Dos imperios y un destino

¿Saben aquel…?

Hace días que no viene Artur Mas a esta columna y comenzábamos a preocuparnos. ¿Tendrá gripe?, repetíamos inquietos. Una gripe catalana, con virus de barretina, porque ni la española, ni la asiática se avienen a su sistema inmunitario, que las rechaza con anticuerpos de los Mossos d´Esquadra.

Pero no. Solamente estaba preparando su siguiente discurso, el que iba a pronunciar ante los congresistas del Microsoft Education Global Forum para que viesen cómo se las gasta el Kan de la Moreneta, Gengis Mas.

En su delirio esquizoide, el Kan no encuentra nunca límites suficientes donde aparcar su monomanía, de modo que le da igual una convención de Microsoft, que un concurso para premiar el mejor conill amb cargols. Él va a lo que va.

Así es que ayer tomó a los congresistas de la mano y contoles, en inglés, el cuento de la buena pipa, que en su versión resumida comienza: “Cataluña está localizada en medio de dos grandes imperios: Francia y España…”

A los congresistas se les tuvo que helar la sonrisa. No estaban en la Barcelona que cantaron Mercury y Caballé, sino en una reserva india que durante siglos viene sufriendo la tiranía, no de un imperio, ¡sino de dos! Quizá por eso se ha concentrado allí buena parte de la industria española y la mano de obra de uno de los imperios. A saber por qué el otro no la llevó también a esa tierra asoballada.

Quizá por eso se celebró allí una olimpiada, contaminando de sudor de atleta las cuencas del Ter y del Llobregat. Quizá por eso fue faro de cultura hasta que llegaron ellos y mandaron hablar payés y solo payés. Quizá por eso se celebraba allí el Microsoft Education Global Forum, que suele reunirse en las tierras más míseras del planeta.

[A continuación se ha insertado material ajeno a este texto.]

PR #4351, opened 2025-11-19
cpu: aarch64: Enable 1xK and Kx1 gemv.

renato-arantes:
# Description

This PR improves the GEMV 1xK:KxN and MxK:Kx1 matmul paths for BRGeMM. It is an extension of the work initially developed by @karmeh01 on the PR #3786. The novelty of this PR is enabling the 1xK:KxN path into BRGeMM.

## General

- [x] Do all unit and benchdnn tests (`make test` and `make test_benchdnn_*`) pass locally for each commit?

All the NIGHTLY tests are passing when the command below is executed: 

`ctest -j$(nproc) -E $(../.github/automation/aarch64/skipped-tests.sh)`

- [x] Have you formatted the code using clang-format?

## Performance improvements

- [x] Have you submitted performance data that demonstrates performance improvements?

Here is the benchmark for VLLM with the relative (gemv / acl) comparison between GEMV and ACL. A value less than 1 indicates that GEMV is better than ACL. This PR provides significant performance improvements compared to ACL.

2 Comentarios a “Dos imperios y un destino”

  1. Enrique Armesto Faginas

    El destino de los pueblos será aquel que sus ciudadanos decidan. Si los catalanes quieren la independencia, más tarde o más temprano la conseguirán.
    Quizás nosotros no lo veamos, pero como tantas cosas que nos parecían casi imposibles, hoy las vivimos sin más.
    Estas cosas hay que verlas con amplitud de miras, pensando en la libertad individual y la colectiva. Criticar por criticar y no ver más allá de las narices no sirve de mucho.
    Lo que hoy dice la Constitución, ley más incumplida de todas, mañana puede decir otra cosa. No por eso, los que aspiran a estar fuera de España, han de esperar a las reformas constitucionales. La pasividad no reforma nada.
    Opinar es importante y deseable, siempre algo se sacará en limpio. Respetar es todavía más importante.

  2. Aureliano Buendía

    Pues, en parte, estoy de acuerdo con el primer comentarista. Doy por segura la independencia de Cataluña, en un plazo más o menos corto, según las circunstancias.

    Estoy totalmente seguro de que hay mucha gente en Cataluña que ya ha valorado las consecuencias de la secesión, que, según general acuerdo, van a ser nefastas, para toda España, pero muy especialmente para Cataluña. Algunas de las proyecciones de escenarios económicos posibles, a plazos de 5, 10 ó 15 años después de la secesión, ofrecen panoramas desoladores.

    Sin embargo, hemos llegado a un punto en que la lógica y el sentido común ya no están a tiempo de imponerse. Ha sido un proceso cocinado a fuego lento durante 40 años (desde la muerte de Franco), al que ahora se ha puesto a hervir a toda potencia. Y no hay vuelta atrás, porque la deprogramación a que se ha sometido a buena parte de la sociedad catalana no es reversible.

    Cualquier solución de compromiso, si pudiera alcanzarse (lo que tampoco es descartable, y retrasaría unos años el problema), sería provisional, un paso más hasta la definitiva secesión.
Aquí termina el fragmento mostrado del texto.